The preceding discussion implicitly assumed that the rotamers $r_{k}$ are all different orientations of the same amino acid side chain. That is, the sequence of the protein was assumed to be fixed. It is also possible to allow multiple side chains to "compete" over a position $k$ by including both types of side chains in the set of rotamers for that position. This allows a novel sequence to be designed onto a given protein backbone. A short zinc finger protein fold has been redesigned this way.
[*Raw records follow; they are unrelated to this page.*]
Issue #390, opened 2024-03-01
Commits genneration does not work when Custom OpenAI Service is selected


XpycTee:
### What happened?

When the Custom OpenAI service is selected, the button to generate a commit is not available with a notification:
Message can only be generated with OpenAI or Azure service.

![codegpt-commit](https://github.com/carlrobertoh/CodeGPT/assets/28292993/ab99fba5-125b-4463-b830-3d6007bc5dee)

### CodeGPT version

2.4.0

### Operating System

Windows

linpan:
me too, 
![CleanShot 2024-03-02 at 15 17 09](https://github.com/carlrobertoh/CodeGPT/assets/6077601/470f09d3-672e-4bbe-915d-3fabad724b9b)

linpan:
I will down to 2.3 version

Bikkies:
Yep, same here. It used to work fine with custom openai service
![image](https://github.com/carlrobertoh/CodeGPT/assets/29473797/5582c94f-fefd-47f0-a4f0-cebbec18c2fd)

razisam:
i have another issue with "AI commit messages". it just says something totally random, which has nothing to do with my changes:

![image](https://github.com/carlrobertoh/CodeGPT/assets/59828907/bb6f2fb8-98ba-434a-8524-e47ed8f2b07b)

XpycTee:
Hi again, updated the plugin to 2.6.3 the button became available? But now when you click on it nothing happens

Here's what comes up on the first click:

<details>
<summary>stacktreace.txt</summary>
java.lang.NoClassDefFoundError: git4idea/GitUtil
	at ee.carlrobert.codegpt.settings.configuration.BranchNamePlaceholderStrategy.getReplacementValue(Placeholder.kt:29)
	at ee.carlrobert.codegpt.settings.configuration.CommitMessageTemplate.getSystemPrompt(CommitMessageTemplate.kt:38)
	at ee.carlrobert.codegpt.actions.GenerateGitCommitMessageAction.actionPerformed(GenerateGitCommitMessageAction.java:99)
	at com.intellij.openapi.actionSystem.impl.ActionButton.actionPerformed(ActionButton.java:234)
	at com.intellij.openapi.actionSystem.impl.ActionButton.lambda$performAction$2(ActionButton.java:213)
	at com.intellij.openapi.actionSystem.impl.ActionManagerImpl.performWithActionCallbacks(ActionManagerImpl.kt:1161)
[...]

Issue #441, opened 2024-04-09
Code completion for "Custom OpenAI Service"


boswelja:
### Describe the need of your request

I am hosting a model on my machine via Ollama, but it seems like a lot of features don't work/don't exist for "Custom OpenAI Service"? Specifically, I'd like to see code completion as an option for this service type.

### Additional context

I'm open to contributing, but it'd be nice to know about any blockers or potential issues if applicable.

reneleonhardt:
@boswelja You're right, the README isn't correct anymore since 2.6.0:
https://github.com/carlrobertoh/CodeGPT#code-completions
state `Currently supported only on GPT-3.5 and locally-hosted models`
but https://github.com/carlrobertoh/CodeGPT/commit/f0172722c75ae50d2ea895f68cbef0c90bbbcc7f#diff-dd1eb3c6e1b3ba42852ce667a754aeb087bd3d18af74e79ba8fec072bea47793R59
changed it to **OpenAI** (first) and **LLaMA C/C++** (last) service only (if their respective completions setting is enabled).

So I would suggest to mimic/duplicate those LLaMA changes to the Custom service:
* Add codeCompletionsEnabled and codeCompletionMaxTokens to CustomServiceSettingsState
* Add codeCompletionConfigurationForm to CustomServiceForm
* Add CUSTOM_OPENAI to CodeCompletionFeatureToggleActions
* Add buildCustomServiceRequest() to CodeCompletionRequestFactory
* Add CUSTOM_OPENAI to CodeGPTInlineCompletionProvider.isEnabled()
* Add useCustomOpenAIService() to ShortcutsTestMixin
* Duplicate testFetchCodeCompletionLlama() in CodeCompletionServiceTest with useCustomOpenAIService()

boswelja:
@reneleonhardt  Thanks for the detailed response! I've been poking around the codebase and realized we don't actually have a client (or API endpoint) for non-chat completions for Custom OpenAI models. There's a couple of options I can see to get around this
- Add a generic configuration for completions endpoint (same as we have now for chat completions aka "URL")
- Start moving these custom services into their own higher-level services. It's not uncommon for these services to have their own API (or an OpenAI-like API) for these, so we could save users from having to enter URLs manually
Both of these would prompt changes in https://github.com/carlrobertoh/llm-client, which I'll try to contribute regardless.
Please let me know which one you'd prefer. Personally, I'm leaning towards the second option.

reneleonhardt:
[...]

PR #476, opened 2024-04-18
Code completion for "Custom OpenAI Service"

sisve:
By popular demand; fixes(?) #441


sisve:
This should also fix #390, where commit message generation says "Messages can only be generated with OpenAI or Azure service". I've just pushed code changes that changes that tooltip text and the readme file.

src/main/kotlin/ee/carlrobert/codegpt/settings/service/custom/CustomServiceSettings.kt
```diff
@@ -0,0 +1,48 @@
+package ee.carlrobert.codegpt.settings.service.custom
+
+import com.intellij.openapi.components.*
+import com.intellij.util.xmlb.annotations.OptionTag
+import ee.carlrobert.codegpt.codecompletions.InfillPromptTemplate
+import ee.carlrobert.codegpt.util.MapConverter
+
+@Service
+@State(
+    name = "CodeGPT_CustomServiceSettings_V2",
```
carlrobertoh, line 10: This is temporary until I make it backwards-compatible

carlrobertoh:
OpenAI cannot be used at the moment because we don't support placeholders for prefix and suffix. Other than that, it seems to be working fine. The cool thing about this is that you can use two different models, I was using Llama 3 for chatting and CodeLlama 70B for code completions.

Issue #478, opened 2024-04-18
support llama3 


michabbb:
### Additional context

https://llama.meta.com/llama3/
https://github.com/meta-llama/llama3/blob/main/MODEL_CARD.md

romanstingler:
it is there I can download the model but always times out

PR #479, opened 2024-04-19
Draft: feat: Support Llama 3 model (#478)

reneleonhardt:
Wow, fresh of the press, seems to be one of the best models now!! 🚀

Waiting for llama.cpp support... 😅
https://github.com/ggerganov/llama.cpp/issues/6747
https://github.com/ggerganov/llama.cpp/pull/6751

### DIFF
--- a/src/main/java/ee/carlrobert/codegpt/completions/HuggingFaceModel.java
+++ b/src/main/java/ee/carlrobert/codegpt/completions/HuggingFaceModel.java
@@ -43,16 +43,37 @@ public enum HuggingFaceModel {
   WIZARD_CODER_PYTHON_13B_Q5(13, 5, "WizardCoder-Python-13B-V1.0-GGUF"),
   WIZARD_CODER_PYTHON_34B_Q3(34, 3, "WizardCoder-Python-34B-V1.0-GGUF"),
   WIZARD_CODER_PYTHON_34B_Q4(34, 4, "WizardCoder-Python-34B-V1.0-GGUF"),
-  WIZARD_CODER_PYTHON_34B_Q5(34, 5, "WizardCoder-Python-34B-V1.0-GGUF");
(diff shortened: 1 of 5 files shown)


carlrobertoh:
Is there any more work to be expected here, or can we perhaps remove the "Draft" prefix?

reneleonhardt:
As far as I can see it's finished (can you double-check the InfillPrompt?), I'm just waiting for the llama.cpp server support 😅
Or can you check it locally? In LM Studio I did see no big problems, the model is amazing, I just have to ask it to tell the truth when it fantasized to me about non-existing Kotlin operators 😉
7B Q8 is super fast on M1 Max 🚀

carlrobertoh:
Nice! It looks like the model doesn't support infilling, or at least I couldn't find anything. Maybe we can just remove the new infill template for now.

reneleonhardt:
> Nice! It looks like the model doesn't support infilling, or at least I couldn't find anything. Maybe we can just remove the new infill template for now.

Really? All main calls I saw contained --in-prefix and suffix https://github.com/ggerganov/llama.cpp/issues/6747#issuecomment-2065013606 that's why I added it 😅
But if you think it's a problem I can remove it for now 🙂

carlrobertoh:
Hmm, their model card doesn't specify anything related to that matter - https://llama.meta.com/docs/model-cards-and-prompt-formats/meta-llama-3

reneleonhardt:
All I can see is that there is a lot of confusion about the model, some people have many problems, some have none... I guess it dependes how you use it.
phymbert mentioned a special `infill` endpoint https://github.com/ggerganov/llama.cpp/issues/6747#issuecomment-2065117938, is CodeGPT using that?

carlrobertoh:
No, but we were using it for a while, I think. However, I can't remember the reason why we switched back.

PR #481, opened 2024-04-20
feat: add input field for llama server build parameters

### LINKED ISSUE #405: Enable BLAS/CUDA support in llama.cpp in the clion plugin

The llama.cpp automatic build that CodeGPT provides when enabling a llama model in CLion produces a server executable with no BLAS support, and unable to be activated by parameters passed to the server.

### Proposed solution

Instead of running "make" to compile llama.cpp without any of the BLAS options ideally the UI should pop up options for which BLAS library support you want to include during the compile. This is an order of magnitude speedup making operations that take minutes and time out the UI down to seconds.

LLAMA_OPENBLAS=1 for CPU only
LLAMA_CUBLAS=1 for CUDA/NVidia
LLAMA_HIPBLAS=1 for HIP/AMD
LLAMA_CLBLAST=1 for OpenCL

Alternatively there could be an option to point at the directory of an existing llama.cpp build directory

### Additional context

This can be worked around currently by browsing to the server folder for the plugin (in my case ~/.local/share/JetBrains/CLion2023.3/CodeGPT/llama.cpp) and running

```
make clean
make LLAMA_CUBLAS=1
```

Additional parameters also needs to have --n-gpu-layers set (I use a value of 49 to push the entire Code LLaMA model into vram), this would more appropriately be a specific setting defaulted to a higher value as 99% of people running the model locally will want this on.

PhilKes:
This PR closes #405 

- Adds new input field for Llama-CPP Server build parameters to e.g. enable using GPU via CUDA or similar:
image
- Improved error handling when building or running server fails:
image

### DIFF
--- a/build.gradle.kts
+++ b/build.gradle.kts
@@ -148,6 +148,7 @@ tasks {
   runIde {
     enabled = true
     environment("ENVIRONMENT", "LOCAL")
+    autoReloadPlugins.set(false) // is triggered when building llama server
   }
 
   test {
--- a/src/main/java/ee/carlrobert/codegpt/completions/llama/LlamaServerAgent.java
+++ b/src/main/java/ee/carlrobert/codegpt/completions/llama/LlamaServerAgent.java
@@ -14,14 +14,17 @@ import com.intellij.openapi.Disposable;
 import com.intellij.openapi.application.ApplicationManager;
 import com.intellij.openapi.components.Service;
 import com.intellij.openapi.diagnostic.Logger;
+import com.intellij.openapi.ui.MessageType;
 import com.intellij.openapi.util.Key;
 import ee.carlrobert.codegpt.CodeGPTBundle;
 import ee.carlrobert.codegpt.CodeGPTPlugin;
 import ee.carlrobert.codegpt.settings.service.llama.LlamaSettings;
 import ee.carlrobert.codegpt.settings.service.llama.form.ServerProgressPanel;
+import ee.carlrobert.codegpt.ui.OverlayUtil;
 import java.nio.charset.StandardCharsets;
 import java.util.List;
 import java.util.concurrent.CopyOnWriteArrayList;
+import java.util.function.Consumer;
 import org.jetbrains.annotations.NotNull;
 import org.jetbrains.annotations.Nullable;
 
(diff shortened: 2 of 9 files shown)


build.gradle.kts
```diff
@@ -148,6 +148,7 @@ tasks {
   runIde {
     enabled = true
     environment("ENVIRONMENT", "LOCAL")
+    autoReloadPlugins.set(false) // is triggered when building llama server
```
PhilKes, line 151: I had problems with this default feature while developing, after the llama server is compiled Intellij would sometimes try to reload the CodeGPT plugin because files in the `build/llama.cpp` folder changed, e.g.:
`2024-04-20 10:27:00,055 [  15414]   INFO - #c.i.i.p.DynamicPluginVfsListener - Detected plugin .jar file change /home/user/IdeaProjects/git/CodeGPT/build/idea-sandbox/plugins/CodeGPT/llama.cpp/llama.log, reloading plugin`

src/main/java/ee/carlrobert/codegpt/completions/llama/LlamaServerAgent.java
```diff
@@ -32,65 +35,94 @@ public final class LlamaServerAgent implements Disposable {
...
   private @Nullable OSProcessHandler startServerProcessHandler;
+  private ServerProgressPanel activeServerProgressPanel;
+  private boolean stoppedByUser;
 
   public void startAgent(
       LlamaServerStartupParams params,
       ServerProgressPanel serverProgressPanel,
       Runnable onSuccess,
-      Runnable onServerTerminated) {
+      Consumer<ServerProgressPanel> onServerTerminated) {
```
PhilKes, line 45: Changed to a `Consumer<ServerProgressPanel>` because if you:
1. Open CodeGPT Settings and start the server
2. Close the Settings
3. Reopen the Settings
4. Stop the Server, the text in the `ServerProgressPanel` is not correctly set to "Terminated Server" because an old reference to the `ServerProgressPanel` is used, therefore I changed it to always use the correct `ServerProgressPanel`instance.

src/main/java/ee/carlrobert/codegpt/completions/llama/LlamaServerAgent.java
```diff
@@ -32,65 +35,94 @@ public final class LlamaServerAgent implements Disposable {
...
+          return;
+        }
         LOG.info(event.getText());
       }
 
       @Override
       public void processTerminated(@NotNull ProcessEvent event) {
+        int exitCode = event.getExitCode();
+        LOG.info(format("Server build exited with code %d", exitCode));
+        if (stoppedByUser) {
```
PhilKes, line 105: The exit codes when killing the process on purpose seem to differ for Linux/Windows, therefore using custom flag here to determine if the process was killed on purpose.

src/main/java/ee/carlrobert/codegpt/completions/llama/LlamaServerAgent.java
```diff
@@ -32,65 +35,94 @@ public final class LlamaServerAgent implements Disposable {
...
+          onServerTerminated.accept(activeServerProgressPanel);
+          return;
+        }
+        if (exitCode != 0) {
```
PhilKes, line 109: The `make` process also prints warnings to the `stderr`, therefore the process' exit code is used to determine if there was an error

PR #933, opened 2022-10-08
Added TR language support v10 documentation beginner level support.

Kripteks:


rschristian (changes requested):
Thanks for the PR!

It looks like you've copied the English directory though, only translating a few of the files. All English files will need to be removed.

The way our system works is that it tries to find the translated version of a page when a user navigates to it. If it cannot, it will fallback to the English translation and alert the user that no translation for the page could be found. Therefore, `content/tr` should only contain translated documents. If something's missing, it'll fallback to English automatically.

Kripteks:
I will make a detailed translation and publish it as soon as possible.

rschristian:
Just to clarify, I'm happy to merge any amount of translations -- every little bit helps! We certainly don't expect you to translate everything, as that'd be a ton of work!

But for translated content, we only want the actual translations included. We don't want English documents copied over, as that breaks our detection.

PR #934, opened 2022-10-09
docs: update preact-signal-store to @deepsignal/preact in libraries-addons.md

EthanStandel:
I'm the maintainer of the library previously named `preact-signal-store`, but to support React I recently deprecated the library under that name so that I could create scoped packages like the main Signals repo.

This PR is just updating the reference to the deprecated repo to have the name of the new repo.


rschristian (approved):
Thanks!

PR #935, opened 2022-10-14
Add missing `waitFor` import

christian-bromann:
minor example fix


marvinhagemeister (approved):
Great catch! Thanks for making a PR 👍

PR #937, opened 2022-10-24
Typo fix

VofSwords:
Perhaps this is not a typo, but a feature. Otherwise why is it here for almost a year


rschristian (approved):
Not a feature, just a mistake that's gone unnoticed.

Appreciate you taking the time to PR this!

PR #139, opened 2017-07-09
WIP: Arabic content translation

zouhir:
That's still a [WIP]

[x] 404.md (100% done)
[] index.md (85% done)

Note to self: Open an issue so <p> and <h*> tags can have `RTL` direction if that doesn't exist.

PR #943, opened 2022-11-17
RTL - Persian Language Support

iarata:
Currently, Index and 404 are done.
The CSS styling supporting the RTL language has been added (tested on the above pages).

Since the site doesn't support RTL, at this moment I think it would be better to have a separate branch for RTL support until all pages or a v.1 support is released.

I also saw the #139 but only translation and no CSS support.


iarata:
A separate `rtl.less` file is created to write the RTL support there.
For the `ContentRegion` function if the language is Persian, the RTL class name is added based on the `props.name`: blog-rtl, getting-started-rtl, ...

PR #947, opened 2022-12-01
docs: Remove Preact-CLI as a recommended tool

rschristian:
Re: https://github.com/preactjs/preact/pull/3816

A recommendation for a different tool would be better but I'm not sure if we have any consensus there on what we want to push. I feel bad every time someone new to Preact picks up CLI though, as it's not in a good way and will influence their view of the ecosystem rather negatively in all likelihood.


rschristian:
Superseded by #1002

PR #950, opened 2022-12-27
fix: Correct language picker dropdown arrow on light mode

rschristian:
It'll turn black if the user browses in light mode, which isn't right.

The `vertical-align` is unused; a leftover from when I was testing out various methods I suppose.


developit (approved):

developit:
hah, I thought this was a select dropdown styling issue. good catch.

PR #951, opened 2022-12-30
feat: Prerender current Preact release in header

rschristian:
The current Preact release number flashes in the header due to us only prerendering our fallback version of 10.6.4. This was somewhat bothering me, so this PR reduces the chances of it occurring. It'll only flash when there has been a Preact release without a rebuild of these docs.

Also removed `src/ssr.js` & `src/promise-polyfill.js`; the former is unused and the latter has been unnecessary since a CLI update (per the comment in the header of that file) long ago.


src/lib/github.js
```diff
@@ -21,8 +21,4 @@ export const fetchRelease = repo =>
 		.then(d => ({
 			version: d.version || '??',
 			url: d.url || 'https://github.com/preactjs/preact'
-		}))
-		.catch(() => ({
-			url: '#',
-			version: '??'
```
rschristian, line 27: Not sure I understand the original idea with this. We have a fallback version and link for a release, so I don't think there's any situation in which we'd want to fall all the way back to displaying `v??` ?

src/prerender.js
```diff
@@ -18,20 +18,17 @@ const FRONT_MATTER_REG = /^\s*---\n\s*([\s\S]*?)\s*\n---\n/i;
 // https://developer.twitter.com/en/docs/tweets/optimize-with-cards/overview/markup
 const MAX_DESCRIPTION_LENGTH = 200;
 
-if (process.env.PRERENDER_HOME) {
```
rschristian, line 21: AFAIK this is unused? The blame points to a ["wip" commit 3 years ago](https://github.com/preactjs/preact-www/commit/a8957534f632c8ad32ea069c9063828a027bd354) so I went out on a limb and guessed it's not needed.

marvinhagemeister (approved):

src/lib/github.js
marvinhagemeister: I think it was mainly for local dev from the early days

rschristian: Fair enough, admittedly I didn't dig into the blame on that one. Might've predated the fallback version / link.

PR #957, opened 2023-01-19
Changes `target` to `currentTarget`.

MicahZoltu:
I believe that in most cases `currentTarget` is what the user wants, rather than `target`, and `currentTarget` also type checks much better than `target` in preact TS.  If someone attaches a handler to an element, it is very likely that they want to read data off of that element, not some child element that happened to receive the actual click/input.

In the case of these two examples, either `target` or `currentTarget` will work, but the code is incorrect if the element in question has any children that don't have a `value` property, and most likely the `value` on such a child wouldn't be the one you intended to pick up on.

----

If this change is generally accepted, I may submit another PR that tries to make this same correction in a number of other locations in the documentation, but I wanted to get some initial feedback on this smaller PR first.


MicahZoltu:
I am pretty busy these days, so I would recommend merging this as-is if you find it acceptable and not waiting on me to submit a follow-up PR if you have a hankering to fix the other places.

rschristian:
No worries, will address it myself tomorrow.

Sorry again for it slipping through the cracks.

PR #959, opened 2023-01-21
Updates signals to latest.

### LINKED ISSUE #958: Update @preact/signals.
This project uses `@preact/signals` version `1.0.0`, which I believe means the REPL uses `1.0.0`.  `useSignalEffect` does not appear to be present in `1.0.0`, which means it cannot be used in the REPL.

What is the process for updating a dependency on this project?  Should I just submit a PR that updates package.json and rebuilds the lockfile?

MicahZoltu:
Fixes #958

### DIFF
--- a/package-lock.json
+++ b/package-lock.json
@@ -8,7 +8,7 @@
       "name": "preact-www",
       "license": "MIT",
       "dependencies": {
-        "@preact/signals": "^1.0.0",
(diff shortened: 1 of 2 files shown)


marvinhagemeister (approved):
Awesome, thanks a bunch for the PR 👍

PR #968, opened 2023-02-27
Fix scroll to anchor when navigating pages

kidonng:
As I submitted #967, I realized the page would scroll to an anchor only if the links are opened in a new page. When navigating pages normally, links with anchor doesn't work as expected.

This pull request tries to fix the above issue, and I welcome any better solution.


src/components/controllers/page/index.js
```diff
@@ -161,6 +161,17 @@ export default function Page({ route, prev, next }, ctx) {
 	const canEdit = showTitle && current != '404' && current !== '/blog';
 	const hasSidebar = meta.toc !== false && isDocPage(url);
 
+	useEffect(() => {
+		if (location.hash) {
+			const anchor = document.querySelector(location.hash);
+			if (anchor) {
+				// Do not use scrollIntoView as it will cause
+				// the heading to be covered by the header
+				scrollTo({ top: anchor.offsetTop });
```
developit, line 170:
```suggestion
				scrollTo(0, anchor.getBoundingClientRect().top);
```

rschristian: Looking at this again, `getBoundingClientRect().top` would get the top of the wrapping element and would need to be inverted (that will return a negative when off the bottom of the screen).

rschristian:
Sorry for the long delay here.

The remaining trouble here is with the table of contents, which is simultaneously generated (and will further affect the positioning). We'll need to wait for that to be complete before scrolling the user.

src/components/code-block/index.js
```diff
@@ -135,7 +135,14 @@ const CodeBlock = props => {
 		)[1];
 		const firstChild = getChild(child.props);
 		const code = String(firstChild || '').replace(/(^\s+|\s+$)/g, '');
-		return <HighlightedCodeBlock {...props} code={code} lang={lang} />;
+		return (
+			<HighlightedCodeBlock
+				{...props}
+				code={code}
+				lang={lang}
+				key={lang + '\n' + code}
```
rschristian, line 143: Same ID we use for the highlight cache -- without the forced remount, we'll have a stale highlight value from the previous page's code block for a render (thereby throwing our positioning off)

rschristian (approved):
Sorry again for the delay here!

However, this greatly increases the number of rotamers per position and still requires a fixed protein length.

==Generalizations==
More powerful and more general criteria have been introduced that improve both the efficiency and the eliminating power of the method for both prediction and design applications. One example is a refinement of the singles elimination criterion known as the Goldstein criterion, which arises from fairly straightforward algebraic manipulation before applying the minimization:

$E_{k}(r_{k}^{A}) - E_{k}(r_{k}^{B}) + \sum_{l=1}^{N} \min_{X} \left(E_{kl}(r_{k}^{A}, r_{l}^{X}) - E_{kl}(r_{k}^{B}, r_{l}^{X})\right) > 0$

Thus rotamer $r_{k}^{A}$ can be eliminated if any alternative rotamer from the set at $r_{k}$ contributes less to the total energy than $r_{k}^{A}$. This is an improvement over the original criterion, which requires comparison of the best possible (that is, the smallest) energy contribution from $r_{k}^{A}$ with the worst possible contribution from an alternative rotamer.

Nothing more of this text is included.